Na decisão mais recente, no fim de junho, Mendonça pediu à Presidência da República, Ministério dos Transportes e Contran que prestassem informações. Em seguida, AGU e Procuradoria-Geral da República (PGR) terão cinco dias cada para apresentar pareceres antes da análise pelo STF.Em nota enviada à EXAME, Ministério dos Transportes afirma que não existe qualquer decisão suspendendo a regulamentação e que a defesa da União será conduzida pela Advocacia-Geral da União (AGU).
Segundo a pasta, a resolução apenas simplificou procedimentos e ampliou o acesso à habilitação, mantendo obrigatórios os exames teórico e prático previstos na legislação.
Segundo a pasta, já foram apresentadas 34 ações judiciais questionando diferentes aspectos da política pública. De acordo com a pasta, nenhuma delas resultou, até o momento, na suspensão das novas regras.
Os números apresentados pelo Ministério dos Transportes serão um dos principais argumentos da União na defesa da política pública.
Segundo a pasta, os pedidos da primeira CNH passaram de 1,74 milhão para 5,76 milhões no primeiro semestre de 2026, alta de 230,8% em relação ao mesmo período do ano anterior.O governo afirma ainda que houve crescimento em todas as unidades da federação. No mesmo período, o número de exames teóricos aumentou de 1,34 milhão para 1,77 milhão, enquanto as provas práticas passaram de 2,21 milhões para 2,83 milhões.

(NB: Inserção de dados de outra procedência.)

PR #144, opened 2018-07-05
REPO-3617: Extend acs.repository.usage.system

eknizat:


src/main/java/org/alfresco/heartbeat/SystemUsageDataCollector.java
```diff
@@ -84,6 +111,40 @@ public void afterPropertiesSet() throws Exception
...
+        if (osMBean != null)
+        {
+            if (osMBean instanceof UnixOperatingSystemMXBean)
+            {
+                long openFileDescriptorCount = ((UnixOperatingSystemMXBean) osMBean).getOpenFileDescriptorCount();
+                systemUsageValues.put("openFileDescriptorCount", new Long(openFileDescriptorCount));
+            }
+
+            // processor info
+            double processCpuLoad = osMBean.getProcessCpuLoad() * 100;
```
derekhulley: Let's use an integer here.  A double can be very accurate and we'll end up sending long json values with little point.

PR #149, opened 2018-07-16
WIP: RM-6141: RM_support_for_the_Insight_Engine

tunaaksoy:


tunaaksoy:
SQL support (Insight Engine) for RM. Prototype implementation. MR will be close and the code will be kept as reference. Changes needed in other projects as well

MR: https://git.alfresco.com/search_discovery/InsightEngine/merge_requests/47
MR: https://git.alfresco.com/records-management/records-management/merge_requests/1085

src/main/java/org/alfresco/repo/search/impl/solr/SolrSQLHttpClient.java
```diff
@@ -200,6 +200,15 @@ public ResultSet executeQuery(SearchParameters searchParameters, String language
                 locales.put(I18NUtil.getLocale());
             }
             body.put("locales", locales);
+
+            // FIXME
```
michaelsuzukisagi: is this comment needed?

tunaaksoy: No, not really. I've put the same comment in all MRs I've created as it was not intended as production ready code (hence the MRs being closed). This MR is created only for future reference.

michaelsuzukisagi: Looks fine, do we have a TAS Rest API test to support this

meenalbhave: I think filter query / filter query parameter is not supported for /sql api yet, hence no tas rest api test is available for now.

michaelsuzukisagi: Yes, this is a note that we can merge once we have a test to support the change and a green build.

As taxas de aprovação permaneceram praticamente estáveis: 98,2% nos exames teóricos e 96,6% nos práticos.
Segundo o Ministério, a plataforma CNH do Brasil já reúne mais de 65 milhões de usuários no aplicativo, 8,3 milhões de usuários na plataforma digital, 6,1 milhões de cursos iniciados e 3,7 milhões de certificados emitidos.
A CNC argumenta que a resolução promove mudanças que deveriam ser feitas por lei aprovada pelo Congresso Nacional, e não por norma administrativa do Contran.

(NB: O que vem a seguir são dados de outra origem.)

PR #150, opened 2018-07-17
REPO-3625 / MNT-19701: Groups rest api call is very expensive on the DB CPU

ancutam:
I changed the JOIN to LEFT JOIN to the `alf_store` table, in the statement that gets eventually executed when the groups api is called.
There have been other issues in the past related to the fact that the inner join slows down the query and the left join performs better in practice (some linked in the MNT).


montgolfiere:
Yes, although it's been there for many years. I wonder if snippet may cut-and-paste a couple of times so we should check for any other similar occurrences, if not already.

derekhulley:
We should be careful of trying to over-achieve.  If we get everything working well on latest, it will probably be fine.

montgolfiere:
Yes. I assume "working well on latest" means that this (and any additional) change does not cause measurable performance regression for other common DB use-cases.

derekhulley:
Are you suggesting, @montgolfiere, that we do the performance testing or dive deeper into the meaning of "working well", here?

Entre os principais pontos contestados estão a ampliação dos cursos teóricos a distância, a atuação de instrutores autônomos sem o modelo tradicional de credenciamento pelos Detrans, a flexibilização da formação de condutores e a inclusão automática desses profissionais na plataforma digital da CNH do Brasil.
Na avaliação da entidade, essas mudanças enfraquecem a fiscalização exercida pelos estados, comprometem a formação de novos motoristas e podem elevar os riscos de acidentes, além de gerar impactos econômicos sobre os Centros de Formação de Condutores (CFCs), especialmente em municípios menores.
O Ministério dos Transportes rebate essas críticas e afirma que o novo modelo não eliminou nenhuma etapa obrigatória prevista no Código de Trânsito Brasileiro. Segundo a pasta, candidatos continuam obrigados a realizar exames médicos, psicológicos, prova teórica e prova prática para obter a habilitação.
A discussão no STF representa o capítulo mais recente de uma das principais mudanças promovidas pelo governo federal na política de trânsito.
A proposta foi antecipada pela EXAME em outubro de 2025, quando o Ministério dos Transportes abriu consulta pública sobre o novo modelo. Na época, o governo defendia que a retirada da obrigatoriedade das autoescolas poderia reduzir em até 80% o custo da habilitação e ampliar o acesso ao documento.
Em dezembro de 2025, o Contran aprovou a Resolução nº 1.020 e lançou oficialmente a plataforma CNH do Brasil, permitindo que candidatos estudassem gratuitamente pela internet e contratassem apenas as aulas práticas que considerassem necessárias, mantendo obrigatórios os exames finais.